私がこの本に好感を持った理由は、1983年に発表されたにもかかわらず、家族像がとても先進的で、共働きの両親と、保育園に通う子どもの日常が瑞々しく描かれているからです。
物語のあらすじを簡単に紹介します。
主人公は、保育園に通う「なおちゃん」。
なおちゃんのお母さんは会社員で、お父さんは絵描きです。
朝、お母さんが出勤した後、お父さんがなおちゃんを自転車で保育園に送ります。なおちゃんは保育園で自分の日常を過ごし、夕方になると、お母さんが迎えに来て、家に帰ります。
書かれているのは、ただそれだけの内容。でも、その中身は、子どもの視点から見た「きらめき」に満ちています。
大人からすれば「ただの日常」でも、子どものフィルターを通すと、何でもない日常が、かけがえない1日1日の積み重ねなのだということを実感できます。
共働きの家族に、ぜひおすすめしたい絵本です。
75年前のアメリカの家庭を描いた『スモールさんはお父さん』
もう1冊紹介したいのが『スモールさんはお父さん』(ロイス・レンスキー 作)という絵本です。
スモールさんの絵本のシリーズは世界的に有名で、「ちいさいしょうぼうじどうしゃ」「ちいさいきかんしゃ」「スモールさんののうじょう」などがあります。
どの作品もスモールさんが主人公で、スモールさんがそれぞれの仕事に就いている体で、仕事の詳細を紐解いていく内容になっています。
「スモールさんはお父さん」は、そんな「働く男性」であるスモールさんの、家族に焦点を当てたお話です。
この絵本は1951年にアメリカで出版されたものです。当時のアメリカの世相を映していて、スモールさんは外で仕事をしていて、妻は専業主婦として、家で育児や家事をしています。

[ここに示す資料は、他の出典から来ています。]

PR #1476, opened 2016-07-21
Webpack

sebastienbarre:
Here we go.

## Scope

This PR holds all changes related to the [ES6/ES2015 modularization](http://www.2ality.com/2014/09/es6-modules-final.html) of the Girder web client and 20+ of its plugins, as well as the subsequent bundling using [Webpack](https://webpack.github.io/).

Almost all source files have been updated to no longer rely on the global `girder` object/singleton. Specific functionalities, Jade templates, as well as Stylus/CSS styles must now be imported *explicitly*. For example:

```javascript
import _ from 'underscore';

import FileModel from 'girder/models/FileModel';
import View from 'girder/views/View';
import events from 'girder/events';
import { renderMarkdown, formatSize } from 'girder/misc';

import MarkdownWidgetTemplate from 'girder/templates/widgets/markdownWidget.jade';
import 'girder/stylesheets/widgets/markdownWidget.styl';

var MarkdownWidget = View.extend({
    events: {
        'show.bs.tab .g-preview-link': function () {
            renderMarkdown(this.val().trim() || 'Nothing to show', this.$('.g-markdown-preview'));
        },
...
});

export default MarkdownWidget;
```

Importing on a "per-needed" basis will provide the added benefit of facilitating [tree shaking](http://www.2ality.com/2015/12/webpack-tree-shaking.html) and build-time checks.

## Directory Structure

The directory structure in `clients\web\src` was not altered, but some functions/classes were moved to their own files. For example:

- authentication-related code is now in `auth.js`,
- constants are now in `constants.js`,
- dialog (UI) related code is in `dialog.js`,
- the event emitter is now in `events.js`,
- miscellaneous functions are now in `misc.js`,
- REST-related code is now in `rest.js`,
- the router is now in `router.js`,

ここまでは想定内の内容です。私が驚いたのは、「お父さん」であるスモールさんの立ち居振る舞いです。
例えば月曜日、スモールさんは仕事から帰宅して、洗濯物を干します。木曜日には、台所の水漏れを直します。
家の飾りつけをするのが好きで、時には、壁におかあさんの好きな絵を掛けたりもします。
金曜日には、草刈りをします。草刈りや子守りを子どもたちが手伝い、この間「おかあさんはひとやすみ」します。
土曜日、スモールさんの運転で買い物に行きます。家族みんなで畑仕事もします。
日曜日には家族で教会に出かけ、お父さんは料理を手伝い、配膳もします。午後には家族をドライブへ連れ出し、子どもたちに寝る前のお話を読んで聞かせます。
スモールさん、仕事もバリバリやっているにもかかわらず、家での活躍っぷりときたらどうでしょう…!?時には、家事育児で疲れている妻をねぎらって、休ませさえする心遣い。
現代ではなく1950年と、約75年も前のお話しとは思えないくらいです。
「男性の家庭進出」こそ円満な家庭を築くコツかも
スモールさんは、日本の一般的な家庭における男性のように、家事や育児を全て妻に任せるのではなく、当たり前のように、自分も自分にできることを、積極的に買って出ています。
私はこの本を読んで「さすがアメリカは核家族の国。彼らは核家族のプロなんだ…!」と、衝撃を受けました。
日本では夫が「家に居場所がない」と言ったりしますが、スモールさんを見ていれば分かるように、家庭での自分の居場所は、自分で作る努力をする必要があるのです。
もう何十年も「女性の社会進出」を進めようとしている日本。やはり先に行うべきは「男性の家庭進出」なのではないでしょうか。